From the log snippet, seems you are writing faster than the defrag process could reclaim blocks,
Whats the write-block-size you are using ? What kind of work load you are having Read/Write TPS ?
Setting the defrag-lwm-pct higher is probably counter productive. You should be fine around 50-55%, setting higher will cause defrag to have to move more data with less benefit.
By default, between each wblock defragged Aerospike sleeps 1000 micro-seconds before continuing to the next wblock. If you need to process the queue faster we need to reduce this sleep. To do this adjust the defrag-sleep parameter. You could try setting this sleep to 0 and see if defrag begins to catch up (if it cannot catch up at 0 we will need to try another approach). If you start having performance issues with the defrag-sleep set to 0, you will need to increase it and monitor avail_pct to ensure that defrag doesn’t fall behind with the increased setting.
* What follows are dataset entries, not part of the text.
PR #8507, opened 2024-09-24
Fix nightly release failure because of invalid current branch

FirelightFlagboy:
The current branch check was failing when releasing a nightly build when the patch != 0. This check is here to enforce the use of the release branch for the next patch version. But that doesn't apply to nightly builds.

### DIFF
--- a/misc/releaser.py
+++ b/misc/releaser.py
@@ -471,7 +471,7 @@ def ensure_working_in_a_clean_git_repo() -> None:
 
 
 def ensure_working_on_the_correct_branch(
-    release_branch: str, base_ref: str | None, version: Version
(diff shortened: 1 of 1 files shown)


misc/releaser.py
```diff
@@ -480,7 +480,7 @@ def ensure_working_on_the_correct_branch(
         print("Already in the release branch, nothing to do")
         return
 
-    if version.patch == 0:
+    if version.patch == 0 or nightly:
```
mmmarcos, line 483:
```suggestion
    # Force use of the release branch for the next patch version or nightly build
    if version.patch == 0 or nightly:
```

mmmarcos (approved):

PR #8511, opened 2024-09-25
Add Sentry's AsyncioIntegration

mmmarcos:
This PR 
- adds `AsyncioIntegration` because it is _not_ automatically added by Sentry
- removes `LoggingIntegration` because it is automatically added by Sentry
  - also, the configuration we used (`level = logging.INFO`, `event_level=logging.ERROR`) corresponds to the default


vxgmichel (approved):
LGTM :+1:

PR #8522, opened 2024-09-26
Acknowledge release 3.0.1

FirelightFlagboy:
- Bump version 3.0.1-a.0 -> 3.0.2-a.0+dev
- Rework the logic to generate the next development version
- When using current version for release, remove the local part of the version
- Fix missing strip of the output of `git rev-parse`


LICENSE
```diff
@@ -19,7 +19,7 @@ Additional Use Grant: You may make production use of the Licensed Work, provided
                       2) use the Licensed Work for use in a governmental or any
                       for-profit entity with more than fifty (50) users.
 
-Change Date:  Sep 17, 2028
+Change Date:  Sep 25, 2028
```
AureliaDolo, line 22: How is that date chosen ?

docs/adminguide/installation.rst
```diff
@@ -9,9 +9,11 @@ Install Linux Parsec CLI
 
 Parsec is also available as a command line interface (CLI) for Linux. It is a standalone binary that is provided in our GitHub releases.
 
+.. _Parsec CLI v3.0.2-a.0+dev: https://github.com/Scille/parsec-cloud/releases/download/v3.0.2-a.0+dev/parsec-cli_3.0.2-a.0+dev_linux_x86_64
```
AureliaDolo, line 12: I'm not sure exactly who is the target of that doc, but if it's users and not just developers, I'd rather suggest installing the latest released version, not the currently developed one.

AureliaDolo (approved):

LICENSE
FirelightFlagboy: The script `releaser.py` update the license files:

https://github.com/Scille/parsec-cloud/blob/9cae172727d64e29e93bb77703eb48386bb2b7fc/misc/releaser.py#L588

docs/adminguide/installation.rst
FirelightFlagboy: You're right, but that already handle, when we will publish a new version that include this part of the documentation, the version will match the one released (that version is handled by `version_updater.py`).

LICENSE
AureliaDolo: Thanks !

docs/adminguide/installation.rst
AureliaDolo: So for now this doc is not published ?

AureliaDolo: Thanks !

As I wrote above, defrag-lwm-pct is set to 80. Set defrag-sleep (yes, I checked the docs before asking questions ) to 0 didn’t resolve the issue. I can roll defrag-lwm-pct to 99 value but it’s scary me.
Setting defrag-lwm-pct to 80 and especially 99 is going to be counter productive to your situation. I would recommend lowering it to around 50-55%. Otherwise you are going to drastically and unnecessarily increase write amplification from defrag.
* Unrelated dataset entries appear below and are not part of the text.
PR #8566, opened 2024-10-01
Reenable manifest update lock guard release check

touilleMan:
close https://github.com/Scille/parsec-cloud/issues/8579

### DIFF
--- a/libparsec/crates/client/src/workspace/store/per_manifest_update_lock.rs
+++ b/libparsec/crates/client/src/workspace/store/per_manifest_update_lock.rs
@@ -48,28 +48,25 @@ pub(super) enum ManifestUpdateLockTakeOutcome {
 #[derive(Debug)] // Note this should not be made `Clone` !
 pub(super) struct ManifestUpdateLockGuard {
     entry_id: VlobID,
-    #[allow(unused)]
     is_released: bool,
 }
 
-// TODO: Lock is useful to detect misuse of the guard, but it is also very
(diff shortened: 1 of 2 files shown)


FirelightFlagboy (commented):
Does this PR fix an issue ? (that is not linked)

For me, this PR lack a test that would have failed without the patch

touilleMan:
> Does this PR fix an issue ? (that is not linked)

Nop, I've created #8579
(I don't think a newsfragment is needed for this PR though, given it fixes something that is most likely invisible for the end user)

> For me, this PR lack a test that would have failed without the patch

That's the trick: without this patch we can get guard not released but right at the moment we stop the WorkspaceOps, so no deadlock should occur since everything is expected to go down.

However the key point here is we introduce deadlocking code without realizing it which is very bad !

Hence the re-enabling of the lock-released-before-drop check to protect us against this kind of errors (that can be much more serious that what we got here !).

FirelightFlagboy:
It's not possible to show that `ManifestUpdateLockGuard` was not released prior to being dropped before the patch ?

:thinking: That would be possible to `log::error` was replaced by a panic, but ... that may not be something we want

touilleMan:
> That would be possible to log::error was replaced by a panic, but ... that may not be something we want

That was precisely what the commented code was doing, see the comment about why this was commented in the first place

FirelightFlagboy (approved):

Had you tried setting defrag-sleep to 0 and having defrag-lwm-pct at 50%?
Two small disks hold (via linux mdraid) system image. Also hold swap partition. Free space (~190GB) on both disks is configured as raw partitions for Aerospike. So I have 4 slices that are used by Aerospike: 2x190GB, 2x447GB.
I suppose that defragmentation logic that is currently implemented in Aerospike code scans only first half of large disks (480GB) to determine if any blocks happened to be processed.
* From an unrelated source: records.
PR #8583, opened 2024-10-02
Improve FUSE config and document it

touilleMan:


libparsec/crates/platform_mountpoint/src/unix/filesystem.rs
```diff
@@ -1086,6 +1169,17 @@ impl fuser::Filesystem for Filesystem {
...
+        let log = std::path::PathBuf::from(format!(
+            "/home/emmanuel/projects/parsec-cloud/fs_{ino:x}_{offset:x}.log"
+        ));
+        std::fs::File::options()
+            .create(true)
+            .append(true)
+            .write(true)
+            .open(log)
+            .unwrap()
+            .write_all(data)
```
vxgmichel, line 1181: Debug artefacts?

libparsec/crates/platform_mountpoint/src/unix/filesystem.rs
```diff
@@ -216,8 +217,90 @@ impl fuser::Filesystem for Filesystem {
...
+            .expect("Capability available");
+
+        // Adaptative readdirplus optimization support: still use readdir when lookup is
+        // has already been done by the previous readdirplus.
+        // See https://github.com/libfuse/libfuse/blob/2aeef499b84b596608181f9b48d589c4f8ffe24a/include/fuse_common.h#L311
+        config
+            .add_capabilities(fuser::consts::FUSE_READDIRPLUS_AUTO)
+            .expect("Capability available");
+
+        // TODO: `FUSE_SPLICE_READ` seems to require `write_buf()` to be implemented, which is
```
FirelightFlagboy, line 278: Why read require `write_buf`, did you mean `read_buf` ?

Can you create an issue on `fuser` side ?

libparsec/crates/platform_mountpoint/src/unix/filesystem.rs
```diff
@@ -1086,6 +1169,17 @@ impl fuser::Filesystem for Filesystem {
...
+            "/home/emmanuel/projects/parsec-cloud/fs_{ino:x}_{offset:x}.log"
+        ));
+        std::fs::File::options()
+            .create(true)
+            .append(true)
+            .write(true)
+            .open(log)
+            .unwrap()
+            .write_all(data)
+            .unwrap();
```
FirelightFlagboy, line 1182: To remove

libparsec/crates/platform_mountpoint/src/unix/filesystem.rs
touilleMan: No, it's a low tech backdoor :ninja: :trollface:

libparsec/crates/platform_mountpoint/src/unix/filesystem.rs
touilleMan: done.

libparsec/crates/platform_mountpoint/src/unix/filesystem.rs
touilleMan: Nop it's `write_buf` 

> Can you create an issue on fuser side ?

This is not related to fuser, it's [documented as such on libfuse](https://github.com/libfuse/libfuse/blob/2aeef499b84b596608181f9b48d589c4f8ffe24a/include/fuse_common.h#L227-L233)

I've created an issue on fuser side to try to better understand what is the support of `write_buf` on fuser: https://github.com/cberner/fuser/issues/298

libparsec/crates/platform_mountpoint/Cargo.toml
```diff
@@ -17,7 +17,12 @@ regex = { workspace = true }
 winfsp_wrs = { workspace = true }
 
 [target.'cfg(target_family = "unix")'.dependencies]
-fuser = { workspace = true, features = ["libfuse", "abi-7-21"] }
+# ABI 7.31 has been introduced in Linux 5.2 (2019-06-08), should be old enough
```
mmmarcos, line 20: Shouldn't this be carefully tested?

A quick search shows that Ubuntu `22.10` (and older) started with initial kernel version _older_ than `5.2`. On Debian, only `12` (stable) started with a `6.x` version. 
Most up-to-date systems will meet the requirement, but I wouldn't be surprised if the administration still uses "old" RHEL/CentOS laptops. Maybe we should check that?

touilleMan: I wouldn't be concerned about this: if your kernel is still from 2019 that means your have never updated your system... [then you have much bigger issues than not being able to run Parsec :trollface: ](https://www.cvedetails.com/product/47/Linux-Linux-Kernel.html?vendor_id=33)

FirelightFlagboy (approved):

PR #15913, opened 2019-02-25
Enable function coverage for U8/S8 ConvMKLDNNOpKernel

liangan1:
This PR aims to enable the coverage for U8/S8 ConvMKLDNNOpKernel and push to the full coverage on expected functions. According to the mechanism of gcov coverage tool, if there is no information about U8/S8 ConvMKLDNNOpKernel in operators.cmake, the gcno files (produced in build process) cannot have the related information which will be used in execution process. So, gcov tool cannot generate the related statistics information about U8/S8 ConvMKLDNNOpKernel.
In this PR, the coverage of  `"TouchOpKernelRegistrar_conv2d_MKLDNN_S8()"` and
`"TouchOpKernelRegistrar_conv2d_MKLDNN_U8()"` has been enabled. The gcov collects the static type info and the dynamic type info cannot be handled well (usually treat false positives in gcov). For example, `"TouchOpKernelRegistrar_conv2d_MKLDNN_S8()" `is registered for S8 type, which means `"paddle::operators::ConvMKLDNNOpKernel<signed char, float>::ComputeINT8(paddle::framework::ExecutionContext const&) const"` function can be hit , while` "paddle::operators::ConvMKLDNNOpKernel<signed char, float>::ComputeFP32(paddle::framework::ExecutionContext const&) const "` cannot be hit.
@sfraczek and @kbinias please help review. Thanks.


sfraczek (approved):
LGTM.

PR #15914, opened 2019-02-25
Refactor MKL-DNN Sum to use reference version on fallback

Sand3r-:
Reimplement Sum's fallback to use reference version directly instead of using outdated copy-paste code.

### DIFF
--- a/paddle/fluid/operators/mkldnn/sum_mkldnn_op.cc
+++ b/paddle/fluid/operators/mkldnn/sum_mkldnn_op.cc
@@ -79,15 +79,6 @@ class SumMKLDNNOpKernel : public paddle::framework::OpKernel<T> {
 
       memory::format input_format = input0.format();
 
-      if (src_tz.size() == 1 && (input_format == memory::format::nchw ||
-                                 input_format == memory::format::nhwc)) {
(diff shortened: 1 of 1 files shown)


paddle/fluid/operators/mkldnn/sum_mkldnn_op.cc
```diff
@@ -147,105 +138,10 @@ class SumMKLDNNOpKernel : public paddle::framework::OpKernel<T> {
...
-              result.device(*ctx.template device_context<MKLDNNDeviceContext>()
-                                 .eigen_device()) = result + in;
-            }
-          }
-        }
-      }
     } else {
-      PADDLE_THROW("Unexpected branch, output variable type is %s",
-                   framework::ToTypeName(out_var->Type()));
+      // TODO(@mozga-intel) Add MKLDNN SelectedRows & LoDTensorArray support
```
mozga-intel: This comment is not true.

mozga-intel:
@Sand3r- Why the comment was removed? - it's really necessary. Could you please restore it and only change up a part of it.

mozga-intel (approved):
LGTM!

PR #15922, opened 2019-02-25
MKL-DNN: Add Activations and Softmax UTs to check if primitives already exist in backward

kbinias:
Implements Activations and Softmax Unit Tests to check if primitives already exist in backward when PaddlePaddle is built with MKL-DNN, move all MKL-DNN Softmax tests to one file.

Releated to #15615


luotao1 (approved):
LGTM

This isn’t how to defrag algorithm works. An older algorithm scanned the disks, did you find reference to that in the docs? The current algorithm processes a queue containing defrag eligible wblocks. When an update or delete occurs and a wblock becomes defrag eligible it is immediately added to the defrag queue.
Aerospike expects that all the disks attached to a namespace are the same size. You will only be able to use 190GB from each disk.
I do not have ACT Benchmark numbers for these drives but based on:
Assuming this is aggregate across the 7 nodes, you are doing ~14K read and ~6K writes ops per node per second. Using the ACT benchmark utility this is a 6x test, have you used this benchmark to determine if your hardware can handle the load you are providing?
I only made an assumption how it may works based on how it does. If it becomes an issue I may go through the code to find out what logic is implemented (but prefer not to do it).